▶ [What is expected] Answer with a single number: the count of lines below that hold "echo".

(Material to process begins)

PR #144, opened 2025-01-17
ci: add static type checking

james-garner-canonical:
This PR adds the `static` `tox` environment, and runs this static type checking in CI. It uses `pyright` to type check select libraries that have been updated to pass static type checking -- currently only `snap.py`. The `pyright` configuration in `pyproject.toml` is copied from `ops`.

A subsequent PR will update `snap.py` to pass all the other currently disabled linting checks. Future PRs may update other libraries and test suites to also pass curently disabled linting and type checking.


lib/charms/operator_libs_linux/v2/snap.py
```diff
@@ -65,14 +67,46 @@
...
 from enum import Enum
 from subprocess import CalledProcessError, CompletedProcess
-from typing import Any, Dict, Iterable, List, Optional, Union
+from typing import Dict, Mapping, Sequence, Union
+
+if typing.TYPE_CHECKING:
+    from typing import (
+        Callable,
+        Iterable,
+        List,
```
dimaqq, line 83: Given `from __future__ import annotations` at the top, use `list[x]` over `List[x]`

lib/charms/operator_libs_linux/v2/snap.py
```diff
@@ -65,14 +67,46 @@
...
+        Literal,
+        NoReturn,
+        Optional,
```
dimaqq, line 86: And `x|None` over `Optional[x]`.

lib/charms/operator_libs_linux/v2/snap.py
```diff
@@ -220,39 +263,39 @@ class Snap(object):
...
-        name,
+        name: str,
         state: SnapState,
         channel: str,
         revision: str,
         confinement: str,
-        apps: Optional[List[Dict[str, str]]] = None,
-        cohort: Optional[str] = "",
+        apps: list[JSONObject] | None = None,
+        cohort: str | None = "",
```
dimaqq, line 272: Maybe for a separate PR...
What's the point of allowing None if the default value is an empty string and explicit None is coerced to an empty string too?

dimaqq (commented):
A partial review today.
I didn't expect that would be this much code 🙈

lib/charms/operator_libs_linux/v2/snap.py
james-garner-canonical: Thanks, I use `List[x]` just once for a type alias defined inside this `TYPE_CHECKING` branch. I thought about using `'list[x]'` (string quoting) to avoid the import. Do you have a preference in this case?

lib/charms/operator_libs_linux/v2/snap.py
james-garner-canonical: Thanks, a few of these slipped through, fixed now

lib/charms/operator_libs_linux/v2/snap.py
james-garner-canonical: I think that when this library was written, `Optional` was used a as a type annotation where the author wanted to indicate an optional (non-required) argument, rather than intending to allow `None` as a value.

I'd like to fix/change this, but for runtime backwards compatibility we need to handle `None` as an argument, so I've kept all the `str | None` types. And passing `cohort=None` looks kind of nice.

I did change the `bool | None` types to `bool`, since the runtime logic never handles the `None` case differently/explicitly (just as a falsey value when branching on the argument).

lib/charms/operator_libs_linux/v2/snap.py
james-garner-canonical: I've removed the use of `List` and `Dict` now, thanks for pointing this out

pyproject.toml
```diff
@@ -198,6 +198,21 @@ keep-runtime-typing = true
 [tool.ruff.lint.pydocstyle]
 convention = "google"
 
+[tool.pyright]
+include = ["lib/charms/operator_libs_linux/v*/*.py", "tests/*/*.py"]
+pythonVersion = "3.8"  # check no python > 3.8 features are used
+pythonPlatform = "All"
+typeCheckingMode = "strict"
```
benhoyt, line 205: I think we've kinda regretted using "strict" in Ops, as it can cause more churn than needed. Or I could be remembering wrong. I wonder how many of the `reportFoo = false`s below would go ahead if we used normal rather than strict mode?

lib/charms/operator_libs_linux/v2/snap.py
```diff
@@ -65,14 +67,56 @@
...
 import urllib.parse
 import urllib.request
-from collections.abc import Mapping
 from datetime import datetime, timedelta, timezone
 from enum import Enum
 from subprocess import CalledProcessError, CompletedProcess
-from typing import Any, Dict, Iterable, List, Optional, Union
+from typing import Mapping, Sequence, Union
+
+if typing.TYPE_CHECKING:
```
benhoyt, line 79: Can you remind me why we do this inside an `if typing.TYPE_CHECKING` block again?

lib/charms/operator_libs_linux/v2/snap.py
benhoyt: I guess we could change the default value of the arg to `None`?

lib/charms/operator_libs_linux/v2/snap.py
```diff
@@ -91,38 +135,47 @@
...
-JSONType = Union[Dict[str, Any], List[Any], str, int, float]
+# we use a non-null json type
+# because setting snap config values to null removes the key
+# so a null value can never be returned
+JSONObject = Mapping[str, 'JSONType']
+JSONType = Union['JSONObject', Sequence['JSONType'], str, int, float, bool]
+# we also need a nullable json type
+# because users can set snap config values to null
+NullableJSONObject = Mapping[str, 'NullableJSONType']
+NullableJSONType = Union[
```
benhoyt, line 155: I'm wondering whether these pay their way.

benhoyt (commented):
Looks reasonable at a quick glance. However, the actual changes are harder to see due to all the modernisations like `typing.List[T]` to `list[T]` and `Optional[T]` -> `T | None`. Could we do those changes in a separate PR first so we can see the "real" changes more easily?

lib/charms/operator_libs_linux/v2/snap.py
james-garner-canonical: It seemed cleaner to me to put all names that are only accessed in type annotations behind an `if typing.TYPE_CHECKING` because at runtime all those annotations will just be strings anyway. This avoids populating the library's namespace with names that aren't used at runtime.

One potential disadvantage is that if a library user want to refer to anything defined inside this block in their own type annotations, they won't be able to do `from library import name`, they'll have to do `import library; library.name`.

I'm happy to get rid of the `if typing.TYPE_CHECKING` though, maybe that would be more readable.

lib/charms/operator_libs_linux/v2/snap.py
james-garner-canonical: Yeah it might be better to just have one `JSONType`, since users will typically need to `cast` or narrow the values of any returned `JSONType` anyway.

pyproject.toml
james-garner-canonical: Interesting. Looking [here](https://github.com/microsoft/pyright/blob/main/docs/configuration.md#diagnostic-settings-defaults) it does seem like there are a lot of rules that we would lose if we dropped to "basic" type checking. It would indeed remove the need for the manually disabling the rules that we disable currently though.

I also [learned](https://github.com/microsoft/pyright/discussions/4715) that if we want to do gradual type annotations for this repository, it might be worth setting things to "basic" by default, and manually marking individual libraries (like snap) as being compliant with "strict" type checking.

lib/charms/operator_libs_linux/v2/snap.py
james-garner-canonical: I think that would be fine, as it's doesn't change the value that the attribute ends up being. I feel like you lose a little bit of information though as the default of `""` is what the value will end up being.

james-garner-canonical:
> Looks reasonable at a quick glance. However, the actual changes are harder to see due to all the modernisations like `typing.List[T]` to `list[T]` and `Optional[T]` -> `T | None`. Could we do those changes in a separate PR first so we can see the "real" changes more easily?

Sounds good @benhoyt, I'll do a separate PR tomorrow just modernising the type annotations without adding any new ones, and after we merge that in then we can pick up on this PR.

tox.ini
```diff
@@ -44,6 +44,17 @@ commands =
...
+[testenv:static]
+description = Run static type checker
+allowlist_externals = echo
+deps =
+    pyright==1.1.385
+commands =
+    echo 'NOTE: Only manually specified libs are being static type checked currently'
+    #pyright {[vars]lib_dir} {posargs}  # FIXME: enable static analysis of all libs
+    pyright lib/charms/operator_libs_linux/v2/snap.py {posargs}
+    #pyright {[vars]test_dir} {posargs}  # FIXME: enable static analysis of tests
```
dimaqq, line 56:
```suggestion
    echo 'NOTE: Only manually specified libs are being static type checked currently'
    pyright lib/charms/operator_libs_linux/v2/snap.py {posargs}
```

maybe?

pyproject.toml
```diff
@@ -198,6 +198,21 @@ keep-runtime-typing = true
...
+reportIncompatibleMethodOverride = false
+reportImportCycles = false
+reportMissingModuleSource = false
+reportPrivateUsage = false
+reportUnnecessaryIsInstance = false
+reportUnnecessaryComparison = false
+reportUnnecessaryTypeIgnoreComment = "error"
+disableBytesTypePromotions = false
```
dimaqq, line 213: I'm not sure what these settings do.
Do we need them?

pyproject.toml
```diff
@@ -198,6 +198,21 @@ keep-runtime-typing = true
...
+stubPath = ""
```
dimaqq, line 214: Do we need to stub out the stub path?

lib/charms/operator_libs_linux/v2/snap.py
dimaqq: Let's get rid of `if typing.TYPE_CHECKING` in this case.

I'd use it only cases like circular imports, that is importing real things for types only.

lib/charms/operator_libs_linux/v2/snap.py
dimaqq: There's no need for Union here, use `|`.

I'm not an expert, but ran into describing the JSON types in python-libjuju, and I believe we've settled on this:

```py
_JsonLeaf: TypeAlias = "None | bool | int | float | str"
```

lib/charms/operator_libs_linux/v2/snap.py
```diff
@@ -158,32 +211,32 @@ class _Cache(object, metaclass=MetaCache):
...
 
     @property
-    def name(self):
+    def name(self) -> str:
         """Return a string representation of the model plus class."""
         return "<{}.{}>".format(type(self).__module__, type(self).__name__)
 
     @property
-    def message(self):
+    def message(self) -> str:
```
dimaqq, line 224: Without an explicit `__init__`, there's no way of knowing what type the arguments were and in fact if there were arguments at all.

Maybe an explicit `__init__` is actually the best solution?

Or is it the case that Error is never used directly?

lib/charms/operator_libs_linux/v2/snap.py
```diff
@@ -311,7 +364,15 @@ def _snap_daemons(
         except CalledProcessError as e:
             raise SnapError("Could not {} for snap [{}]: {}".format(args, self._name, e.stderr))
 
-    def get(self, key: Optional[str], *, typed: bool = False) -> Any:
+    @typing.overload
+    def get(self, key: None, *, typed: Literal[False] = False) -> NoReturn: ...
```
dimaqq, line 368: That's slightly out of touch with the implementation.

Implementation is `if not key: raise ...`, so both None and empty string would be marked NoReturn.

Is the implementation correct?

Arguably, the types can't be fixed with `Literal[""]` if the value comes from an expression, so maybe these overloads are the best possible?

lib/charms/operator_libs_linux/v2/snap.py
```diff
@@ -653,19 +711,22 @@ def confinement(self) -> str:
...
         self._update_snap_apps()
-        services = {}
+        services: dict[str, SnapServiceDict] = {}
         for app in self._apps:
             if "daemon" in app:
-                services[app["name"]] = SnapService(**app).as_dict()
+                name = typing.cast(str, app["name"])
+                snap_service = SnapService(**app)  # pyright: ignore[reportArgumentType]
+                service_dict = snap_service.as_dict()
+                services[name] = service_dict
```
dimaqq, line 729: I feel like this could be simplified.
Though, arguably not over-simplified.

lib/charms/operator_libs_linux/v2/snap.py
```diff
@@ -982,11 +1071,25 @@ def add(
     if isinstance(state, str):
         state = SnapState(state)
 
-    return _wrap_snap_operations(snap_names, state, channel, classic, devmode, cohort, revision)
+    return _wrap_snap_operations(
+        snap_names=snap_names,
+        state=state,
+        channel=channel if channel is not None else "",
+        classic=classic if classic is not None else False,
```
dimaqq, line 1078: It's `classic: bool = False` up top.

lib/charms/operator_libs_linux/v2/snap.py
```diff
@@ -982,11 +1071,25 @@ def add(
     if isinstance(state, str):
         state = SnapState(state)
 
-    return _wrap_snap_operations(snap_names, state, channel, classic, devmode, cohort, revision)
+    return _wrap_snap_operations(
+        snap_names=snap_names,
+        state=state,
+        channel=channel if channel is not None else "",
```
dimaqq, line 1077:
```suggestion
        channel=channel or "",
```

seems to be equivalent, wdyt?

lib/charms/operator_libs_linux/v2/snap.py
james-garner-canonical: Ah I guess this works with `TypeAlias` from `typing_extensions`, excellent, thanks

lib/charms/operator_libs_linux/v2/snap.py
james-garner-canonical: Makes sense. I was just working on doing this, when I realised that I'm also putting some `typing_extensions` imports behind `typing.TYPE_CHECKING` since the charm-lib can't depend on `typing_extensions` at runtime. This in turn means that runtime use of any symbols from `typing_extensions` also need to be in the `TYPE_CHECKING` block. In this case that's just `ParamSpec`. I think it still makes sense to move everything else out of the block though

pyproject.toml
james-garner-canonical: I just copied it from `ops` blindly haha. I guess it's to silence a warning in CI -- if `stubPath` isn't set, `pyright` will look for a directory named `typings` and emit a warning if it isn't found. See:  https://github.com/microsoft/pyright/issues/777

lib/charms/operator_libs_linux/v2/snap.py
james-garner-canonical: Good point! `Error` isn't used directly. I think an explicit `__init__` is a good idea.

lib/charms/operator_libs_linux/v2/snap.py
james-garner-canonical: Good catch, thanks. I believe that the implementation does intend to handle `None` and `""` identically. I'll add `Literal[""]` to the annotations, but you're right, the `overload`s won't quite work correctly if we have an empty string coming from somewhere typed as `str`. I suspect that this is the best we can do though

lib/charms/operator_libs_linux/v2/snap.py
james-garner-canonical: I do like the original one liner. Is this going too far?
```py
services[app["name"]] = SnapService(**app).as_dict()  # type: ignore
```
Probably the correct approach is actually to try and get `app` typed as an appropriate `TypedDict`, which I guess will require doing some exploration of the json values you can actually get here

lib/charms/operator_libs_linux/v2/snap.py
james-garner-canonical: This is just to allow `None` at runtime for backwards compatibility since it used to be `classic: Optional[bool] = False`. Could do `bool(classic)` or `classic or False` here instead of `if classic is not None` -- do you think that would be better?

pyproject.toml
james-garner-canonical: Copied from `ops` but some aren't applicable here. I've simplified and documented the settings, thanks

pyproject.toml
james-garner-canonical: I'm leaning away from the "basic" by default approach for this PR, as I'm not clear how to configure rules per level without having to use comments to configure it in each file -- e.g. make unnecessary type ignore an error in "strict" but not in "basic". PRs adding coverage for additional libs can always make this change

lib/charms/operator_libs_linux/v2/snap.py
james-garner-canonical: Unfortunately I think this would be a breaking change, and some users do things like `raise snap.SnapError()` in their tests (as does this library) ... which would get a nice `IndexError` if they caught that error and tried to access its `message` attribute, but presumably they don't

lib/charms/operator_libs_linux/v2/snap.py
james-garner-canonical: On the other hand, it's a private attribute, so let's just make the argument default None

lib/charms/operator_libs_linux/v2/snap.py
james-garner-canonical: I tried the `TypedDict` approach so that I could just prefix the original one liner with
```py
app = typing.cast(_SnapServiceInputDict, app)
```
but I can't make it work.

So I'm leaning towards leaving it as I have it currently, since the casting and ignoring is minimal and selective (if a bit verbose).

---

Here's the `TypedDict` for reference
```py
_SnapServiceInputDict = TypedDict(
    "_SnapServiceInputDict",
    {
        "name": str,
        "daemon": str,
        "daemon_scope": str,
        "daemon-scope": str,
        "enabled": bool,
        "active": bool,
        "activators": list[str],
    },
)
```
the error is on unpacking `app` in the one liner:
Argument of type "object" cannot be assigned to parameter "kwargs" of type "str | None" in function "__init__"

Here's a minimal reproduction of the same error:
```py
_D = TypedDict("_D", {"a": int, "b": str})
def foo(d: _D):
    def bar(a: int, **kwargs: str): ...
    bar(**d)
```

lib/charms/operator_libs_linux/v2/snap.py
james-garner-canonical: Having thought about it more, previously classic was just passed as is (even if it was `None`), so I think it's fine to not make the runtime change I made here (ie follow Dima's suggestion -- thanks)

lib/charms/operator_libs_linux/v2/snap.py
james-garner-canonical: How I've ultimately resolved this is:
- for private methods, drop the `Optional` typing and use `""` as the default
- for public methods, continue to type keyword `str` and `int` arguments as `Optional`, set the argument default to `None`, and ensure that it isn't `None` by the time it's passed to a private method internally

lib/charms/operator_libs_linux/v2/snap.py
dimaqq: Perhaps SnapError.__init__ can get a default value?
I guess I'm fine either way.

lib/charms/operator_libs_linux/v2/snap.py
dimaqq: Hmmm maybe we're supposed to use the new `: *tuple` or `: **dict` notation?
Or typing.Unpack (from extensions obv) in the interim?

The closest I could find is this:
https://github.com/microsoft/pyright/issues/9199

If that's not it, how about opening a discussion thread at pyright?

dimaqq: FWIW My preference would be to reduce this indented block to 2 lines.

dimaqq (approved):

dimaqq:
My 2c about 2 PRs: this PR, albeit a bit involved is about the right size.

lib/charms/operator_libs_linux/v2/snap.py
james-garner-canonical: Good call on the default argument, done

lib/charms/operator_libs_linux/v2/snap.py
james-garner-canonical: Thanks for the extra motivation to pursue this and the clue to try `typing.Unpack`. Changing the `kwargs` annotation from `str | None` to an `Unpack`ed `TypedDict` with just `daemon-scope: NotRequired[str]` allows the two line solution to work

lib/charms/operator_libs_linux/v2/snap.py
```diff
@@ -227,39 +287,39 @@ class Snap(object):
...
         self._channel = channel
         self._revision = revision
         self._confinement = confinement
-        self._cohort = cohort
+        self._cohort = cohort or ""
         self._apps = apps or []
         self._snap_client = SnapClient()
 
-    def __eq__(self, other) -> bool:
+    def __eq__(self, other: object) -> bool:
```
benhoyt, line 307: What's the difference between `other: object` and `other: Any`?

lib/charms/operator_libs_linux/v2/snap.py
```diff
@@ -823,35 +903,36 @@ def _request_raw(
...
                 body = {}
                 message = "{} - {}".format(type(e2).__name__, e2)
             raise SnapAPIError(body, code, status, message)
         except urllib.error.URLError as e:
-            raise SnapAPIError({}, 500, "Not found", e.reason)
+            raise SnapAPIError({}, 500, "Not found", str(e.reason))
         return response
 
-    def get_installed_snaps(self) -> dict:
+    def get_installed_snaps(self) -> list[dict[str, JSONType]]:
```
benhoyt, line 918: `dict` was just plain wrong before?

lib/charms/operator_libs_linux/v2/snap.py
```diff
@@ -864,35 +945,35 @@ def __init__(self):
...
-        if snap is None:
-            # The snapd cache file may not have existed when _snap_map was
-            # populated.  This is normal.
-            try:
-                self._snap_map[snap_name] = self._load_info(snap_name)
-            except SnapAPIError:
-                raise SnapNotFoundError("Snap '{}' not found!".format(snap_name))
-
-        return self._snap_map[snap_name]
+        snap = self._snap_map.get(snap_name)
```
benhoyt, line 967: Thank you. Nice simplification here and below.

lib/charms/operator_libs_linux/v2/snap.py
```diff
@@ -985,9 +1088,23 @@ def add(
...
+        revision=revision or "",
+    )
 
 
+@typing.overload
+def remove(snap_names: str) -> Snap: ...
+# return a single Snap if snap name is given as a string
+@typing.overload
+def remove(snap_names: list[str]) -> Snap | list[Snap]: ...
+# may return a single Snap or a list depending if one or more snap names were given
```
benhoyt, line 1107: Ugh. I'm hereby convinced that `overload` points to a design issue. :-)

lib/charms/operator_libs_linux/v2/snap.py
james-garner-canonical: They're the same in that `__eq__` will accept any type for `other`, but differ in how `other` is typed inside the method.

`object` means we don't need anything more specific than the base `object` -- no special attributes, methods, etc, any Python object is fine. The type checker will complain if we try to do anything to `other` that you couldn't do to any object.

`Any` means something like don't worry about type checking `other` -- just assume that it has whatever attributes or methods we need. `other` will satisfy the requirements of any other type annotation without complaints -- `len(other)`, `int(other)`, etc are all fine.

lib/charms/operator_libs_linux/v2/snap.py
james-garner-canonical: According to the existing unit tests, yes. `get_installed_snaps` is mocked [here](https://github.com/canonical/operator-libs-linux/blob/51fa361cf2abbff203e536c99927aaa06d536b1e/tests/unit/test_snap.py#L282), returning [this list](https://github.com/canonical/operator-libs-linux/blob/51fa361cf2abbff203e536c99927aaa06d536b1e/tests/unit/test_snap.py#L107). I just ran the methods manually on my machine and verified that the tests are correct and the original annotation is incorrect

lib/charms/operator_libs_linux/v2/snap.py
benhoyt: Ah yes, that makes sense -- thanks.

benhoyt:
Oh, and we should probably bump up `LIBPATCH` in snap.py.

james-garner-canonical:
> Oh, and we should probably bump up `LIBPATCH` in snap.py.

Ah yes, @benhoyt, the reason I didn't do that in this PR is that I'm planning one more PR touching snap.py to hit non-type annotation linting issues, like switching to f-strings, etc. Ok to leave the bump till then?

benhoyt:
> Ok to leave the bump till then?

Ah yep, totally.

(Material to process ends)

▶ [Task result] 3